### WHAT NEEDS TO BE DONE
For the string "unsafe", work out how many lines of the data contain it and give that number with nothing added.

(Saved entries)
•••••

PR #466, opened 2022-02-12
Image fuzzy hash: new logical sub-signature feature

micahsnyder:
Add a new logical signature subsignature type for matching on images with image fuzzy hashes.
The hash algorithm used is a Rust implementation of the `phash()` function from [the `imagehash` Python package](https://github.com/JohannesBuchner/imagehash). That is a BSD-2 licensed clean-room approximation of the pHash DCT image fuzzy hashing algorithm. 

Fuzzy hash matching is only performed for supported image types.

Image fuzzy hash subsigantures follow this format:

    fuzzy_img#<hash>#<dist>

Note: In this initial signature implementation, the hamming distance (dist) option is ignored and only exact fuzzy hash matches will alert.

Example signature:
```
cisco.png;Engine:140-255,Target:0;0;fuzzy_img#9463944473afd82f#0
```

While `clamscan --debug` can be used to find the fuzzy hash, you can also get it from the "ImageFuzzyHash" field in the `--gen-json` metadata. Not in this PR; We should probably add an option to `sigtool` to generate it. 

Also: Fixed an issue where the signature name (`virname`) is being allocated and stored for every subsignature or even ever sub-pattern in an AC-pattern (i.e. NDB sig or LDB subsig) containing a `{n-m}` or `*` wildcard. This fix is only for LDB subsigs though. NDB signatures are still allocaing one virname per sub-pattern.

This fix was required because I needed a place to store the virname with fuzzy-hash subsignatures. Storing it in the fuzzy-hash subsig metadatathe way AC-pattern, PCRE, and BComp subsigs were doing it wouldn't work because it would cross the C-Rust FFI boundary and giving pointers to Rust allocated stuff is dicey. Not to mention native Rust strings are different than C strings. Anyways, the correct thing to do was to store the virname with the actual logical signature.

To-do, but not in this PR: Keep track of NDB signatures in the same way and store the virname for NDB sigs there instead of in AC-patterns so that we can get rid of the virname field in the AC-pattern struct.


micahsnyder:
Note, the first 3 commits are supporting commits but don't actually add this feature.  The first of which is broken out into PR https://github.com/Cisco-Talos/clamav/pull/453.  I will rebase this PR once that one merges.  I wouldn't mind splitting out the next two into a separate PR, as well, to make review easier.

libclamav/matcher.h
```diff
@@ -164,11 +166,17 @@ struct cli_matcher {
     uint32_t bcomp_metas;
     struct cli_bcomp_meta **bcomp_metatable;
 
+    /* Fuzzy Image Hash */
+    uint32_t fuzzy_hashes;
```
micahsnyder, line 170: Not  needed?

libclamav/matcher.c
```diff
@@ -191,10 +192,27 @@ static inline cl_error_t matcher_run(const struct cli_matcher *root,
         }
     }
 
+    switch (ftype) {
+        case CL_TYPE_GIF:
+        case CL_TYPE_TIFF:
+        case CL_TYPE_JPEG:
+        case CL_TYPE_PNG: {
```
micahsnyder, line 199: Should we add CL_TYPE_GRAPHICS here? BMP? JPEG-2000, etc?

micahsnyder: (else back out creating  hashes for these.)

libclamav_rust/Cargo.toml
```diff
@@ -8,10 +8,12 @@ version = "0.0.1"
 flate2 = "1"
 hex = "0.4"
 libc = "0.2"
-log = {version = "0.4", features = ["std"]}
+log = { version = "0.4", features = ["std"] }
 sha2 = "0.10"
 tempfile = "3"
 thiserror = "1"
+image = "0.23"
+img_hash = "*"
```
micahsnyder: remove!

libclamav_rust/src/fuzzy_hash.rs
```diff
@@ -0,0 +1,333 @@
...
+            }
+        }
+    }
+}
+
+#[derive(Debug, Copy, Clone)]
+pub struct FuzzyHashMeta {
+    lsigid: u32,
+    subsigid: u32,
+    _hamming_distance: u32,
```
micahsnyder, line 59: Either remove or feature it out.  Ask Scott.

micahsnyder:
Just rebased after merging the prep-PR, and squashed the squashme-commits for the fixes that came up in our team overview meeting. Ready for review now.

libclamav_rust/src/fuzzy_hash.rs
```diff
@@ -0,0 +1,544 @@
...
+        Some(x) => x,
+        None => return Err(FuzzyHashError::Format),
+    };
+
+    let hash = match hexsig_split.next() {
+        Some(x) => x,
+        None => return Err(FuzzyHashError::Format),
+    };
+
+    let distance: u32 = match hexsig_split.next() {
```
shutton, line 218: `: u32` should be implicit here. It's the wrapped return type from `u32::from_str_radix()`.

libclamav_rust/src/fuzzy_hash.rs
```diff
@@ -0,0 +1,544 @@
...
+                return Err(FuzzyHashError::FormatHammingDistance(x.to_string()));
+            }
+        },
+        None => 0,
+    };
+
+    // TODO: Support non-zero distance
+    if distance != 0 {
+        error!(
+            "Non-zero hamming distances for image fuzzy hashes are not supported in this version."
```
shutton, line 231: Perhaps a FLevel thing?

libclamav_rust/src/fuzzy_hash.rs
```diff
@@ -0,0 +1,544 @@
...
+#[derive(Error, Debug)]
+pub enum FuzzyHashError {
+    #[error("Invalid format")]
+    Format,
+
+    #[error("Unknown algorithm: {0}")]
+    UnknownAlgorithm(String),
+
+    #[error("Invalid hamming distance: {0}")]
+    FormatHammingDistance(String),
```
shutton, line 31: This should be the numeric type for hamming distance.  If the hamming distance is not a valid number, that would be a different error.

libclamav_rust/src/fuzzy_hash.rs
```diff
@@ -0,0 +1,544 @@
...
+    subsig_id: u32,
+) -> Result<(), FuzzyHashError> {
+    let mut hexsig_split = hexsig.split('#');
+
+    let algorithm = match hexsig_split.next() {
+        Some(x) => x,
+        None => return Err(FuzzyHashError::Format),
+    };
+
+    let hash = match hexsig_split.next() {
```
shutton, line 213: You can catch two errors at once here if you use `hex::decode_to_slice`.  See `util.rs` in the signature validator code for an example.  It's a touch more efficient since it doesn't require heap allocation.

shutton (changes requested):

libclamav/matcher-pcre.c
```diff
@@ -735,7 +725,7 @@ cl_error_t cli_pcre_scanbuf(const unsigned char *buffer, uint32_t length, const
                             ret = CL_EMEM;
                             break;
                         }
-                        newres->virname    = pm->virname;
+                        newres->virname    = "test";
```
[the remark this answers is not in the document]
micahsnyder: Yup!  It's used for testing signatures with sigtool or with the matcher unit tests for signature support.  I had to pick some static name because the actual signature name isn't available in this situation. 
In the future I'd like to change how sigtool works for testing signatures -- that is to test whole LDB signatures instead of testing each subsignature a la carte.  Then we could remove this condition entirely.  But I'm not sure how much work that would be and didn't have time to do it now.

libclamav/matcher.c
```diff
@@ -191,10 +192,28 @@ static inline cl_error_t matcher_run(const struct cli_matcher *root,
...
 
+    switch (ftype) {
+        case CL_TYPE_GIF:
+        case CL_TYPE_TIFF:
+        case CL_TYPE_JPEG:
+        case CL_TYPE_PNG:
+        case CL_TYPE_GRAPHICS: {
+            ret = fuzzy_hash_check(root, mdata, ctx);
+            if (ret != CL_CLEAN) {
+                if (ret > CL_TYPENO && acmode & AC_SCAN_VIR)
```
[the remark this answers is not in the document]
micahsnyder: Me too.  I'll clean it up.

libclamav_rust/src/fuzzy_hash.rs
```diff
@@ -0,0 +1,544 @@
...
+use transpose::transpose;
+
+use std::collections::HashMap;
+use std::convert::TryInto;
+use std::ffi::CStr;
+use std::mem::ManuallyDrop;
+use std::os::raw::c_char;
+use std::slice;
+
+use log::*;
```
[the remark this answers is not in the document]
micahsnyder: Oh right, log is external.  I think it put it below thinking it was from our logging module, by mistake.

I'm not sure if rust has a convention here.  In Python, you generally do imports in the following order, separated by a blank line:
```
<standard library imports>

<external library imports>

<internal library imports>
```
I like the convention, though I guess in this case it's backwards. Maybe I'll move the external imports down.

libclamav_rust/src/fuzzy_hash.rs
```diff
@@ -0,0 +1,544 @@
...
+    let hashmap: HashMap<FuzzyHash, Vec<FuzzyHashMeta>> = HashMap::new();
+    let hashmap = Box::new(hashmap);
+    Box::into_raw(hashmap) as sys::hashmap_ptr_t
+}
+
+/// Free the hashmap
+#[no_mangle]
+pub extern "C" fn fuzzy_hash_free_hashmap(fuzzy_hashmap: sys::hashmap_ptr_t) {
+    if !fuzzy_hashmap.is_null() {
+        let hashmap =
```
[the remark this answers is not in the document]
micahsnyder: It felt good to do it explicitly, but yeah could do that way too.

libclamav_rust/src/fuzzy_hash.rs
```diff
@@ -0,0 +1,544 @@
...
+pub extern "C" fn fuzzy_hash_init_hashmap() -> sys::hashmap_ptr_t {
+    let hashmap: HashMap<FuzzyHash, Vec<FuzzyHashMeta>> = HashMap::new();
+    let hashmap = Box::new(hashmap);
+    Box::into_raw(hashmap) as sys::hashmap_ptr_t
+}
+
+/// Free the hashmap
+#[no_mangle]
+pub extern "C" fn fuzzy_hash_free_hashmap(fuzzy_hashmap: sys::hashmap_ptr_t) {
+    if !fuzzy_hashmap.is_null() {
```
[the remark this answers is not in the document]
micahsnyder: In C if you call `free()` on a null pointer, it doesn't do anything. It's the same sort of thing. 

Despite there being no technical need for it, convention in libclamav is to do an `if(NULL != pointer) {` before a `free(pointer); }`.  So I guess I could warn about it here, as per our convention it shouldn't happen.  🤷

libclamav_rust/src/fuzzy_hash.rs
```diff
@@ -0,0 +1,544 @@
...
+        ManuallyDrop::new(Box::from_raw(
+            p as *mut HashMap<FuzzyHash, Vec<FuzzyHashMeta>>,
+        ))
+    };
+
+    let result: sys::cl_error_t =
+        match fuzzy_hash_load_subsignature(&mut hashmap, hexsig, lsig_id, subsig_id) {
+            Ok(_) => sys::cl_error_t_CL_SUCCESS,
+            Err(error) => {
+                error!("Error when loading fuzzy hash logical subsignature:");
```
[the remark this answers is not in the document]
micahsnyder: No idea 😅 I'll fix it.

libclamav_rust/src/fuzzy_hash.rs
```diff
@@ -0,0 +1,544 @@
...
+                    }
+                    FuzzyHashError::FormatHammingDistance(dist) => {
+                        error!("Invalid hamming distance: {}", dist);
+                        sys::cl_error_t_CL_EFORMAT
+                    }
+                    FuzzyHashError::FormatHashBytes(hash) => {
+                        error!("Invalid bytes for hash: {}", hash);
+                        sys::cl_error_t_CL_EFORMAT
+                    }
+                    _ => {
```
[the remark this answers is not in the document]
micahsnyder: I really don't want to handle all possible error types here.  I think I'm fine with reporting any failure here with `CL_EFORMAT` and making use of the `Display` trait, as you suggest.

libclamav_rust/src/fuzzy_hash.rs
micahsnyder: I could mention the current FLevel in the log, but there's no way of knowing now which future FLevel will support it.  Telling someone to verify that the FLevel is set correctly implies that some other FLevel will work, and I while I'd like to implement the hamming distance feature in the future, I can't promise if/when that will happen.  I'm inclined to keep this message as-is.

libclamav_rust/src/fuzzy_hash.rs
shutton: `FormatHammingDistance(<some integer type>)` is what I meant there, if it wasn't clear.

libclamav_rust/src/fuzzy_hash.rs
micahsnyder: Discussed out-of-band. I updated the relevant code to use `hex::decode_to_slice` (below)

libclamav_rust/src/fuzzy_hash.rs
```diff
@@ -0,0 +1,544 @@
...
+#[derive(Debug, Copy, Clone)]
+pub struct FuzzyHashMeta {
+    lsigid: u32,
+    subsigid: u32,
+    _hamming_distance: u32,
+}
+
+/// Initialize the hashmap
+#[no_mangle]
+pub extern "C" fn fuzzy_hash_init_hashmap() -> sys::hashmap_ptr_t {
```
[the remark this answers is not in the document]
micahsnyder: > A general comment on the design:
> 
> You're giving Rust HashMap objects directly back to the caller. However, you _could_ be giving back a `struct` that wraps the HashMap. Then, functions like `fuzzy_hash_load_subsignature` would drop into an `impl` for that structure and take `&self`. I think it would end up being a lot cleaner, and gives you a little more flexibility later.

I think I've made all of the suggested changes except this one. We could talk more about what you mean. I'm otherwise ready for re-review.

libclamav/matcher.h
```diff
@@ -99,6 +99,8 @@ struct cli_lsig_tdb {
     uint32_t       *macro_ptids;
 #ifdef USE_MPOOL
     mpool_t        *mempool;
+#else
+    void           *mempool;
```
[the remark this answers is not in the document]
shutton: I see the `_padding_mempool` below, but I think this one got missed.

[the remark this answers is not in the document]
micahsnyder: Whoops. Fixed.

libclamav_rust/src/fuzzy_hash.rs
```diff
@@ -36,7 +36,7 @@ use rustdct::DctPlanner;
 use thiserror::Error;
 use transpose::transpose;
 
-use crate::{frs_error::FRSError, frs_result, sys, validate_str_param};
+use crate::{frs_call, frs_error, frs_error::FRSError, sys, validate_str_param};
```
micahsnyder, line 39: I'm a little surprised that Rust isn't confused between `crate::frs_error` (the macro) and `crate::frs_error` the module.  I worry we should rename the macro or the module to make it less confusing.

libclamav_rust/src/fuzzy_hash.rs
```diff
@@ -110,212 +118,205 @@ pub struct FuzzyHashMeta {
...
-    };
+    let hashmap = ManuallyDrop::new(Box::from_raw(fuzzy_hashmap as *mut FuzzyHashMap));
 
     debug!(
         "Checking image fuzzy hash '{}' for signature match",
         hex::encode(hash_bytes)
     );
 
-    if let Some(meta_vec) = fuzzy_hash_check(&hashmap, hash_bytes) {
+    if let Some(meta_vec) = hashmap.check(hash_bytes) {
```
micahsnyder, line 156: Oooh I like this.

libclamav_rust/src/fuzzy_hash.rs
```diff
@@ -110,212 +118,205 @@ pub struct FuzzyHashMeta {
...
-        }
-        _ => {
-            error!("Unknown fuzzy hash algorithm: {}", algorithm);
-            Err(FuzzyHashError::UnknownAlgorithm(algorithm.to_string()))
-        }
-    }
+    frs_call!(
+        err = err,
+        hashmap.load_subsignature(hexsig, lsig_id, subsig_id)
+    )
```
micahsnyder, line 186: Having the macro params separate from the function params does feel much better. I like it.

libclamav_rust/src/fuzzy_hash.rs
```diff
@@ -110,212 +118,205 @@ pub struct FuzzyHashMeta {
...
 }
 
 /// C interface for fuzzy_hash_calculate_image().
 /// Handles all the unsafe ffi stuff.
+///
+/// # Safety
+///
+/// `file_bytes` and `hash_out` must not be NULL
```
micahsnyder, line 194: More like "must be valid pointers" since we're doing the NULL check.

libclamav_rust/src/fuzzy_hash.rs
```diff
@@ -110,212 +118,205 @@ pub struct FuzzyHashMeta {
...
+        return frs_error!(
+            err = err,
+            FuzzyHashError::InvalidParameter(format!(
                 "hash_bytes output parameter too small to hold the hash: {} < {}",
                 hash_out_len,
                 hash_bytes.len()
-            )));
-        return unsafe { frs_result!(result_in = hash_result, err = err) };
+            ))
+        );
```
micahsnyder, line 227: This also feels much better not having to construct a Result and then consume it.  Very nice.

libclamav_rust/src/fuzzy_hash.rs
```diff
@@ -466,10 +467,9 @@ pub fn fuzzy_hash_calculate_image(buffer: &[u8]) -> Result<Vec<u8>, FuzzyHashErr
         // Grab the first 8 rows.
         .take(8)
         // But only take the first 8 elements (columns) from each row.
-        .map(|chunk| chunk.chunks(8).take(1))
+        .flat_map(|chunk| chunk.chunks(8).take(1))
```
micahsnyder, line 470: Neat

micahsnyder:
Force-pushed to squash ffi_utils cleanup work into one commit. 

Test pipelines are all looking good.  I"m going to merge this.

•••••

### PROBLEM SOLUTION
2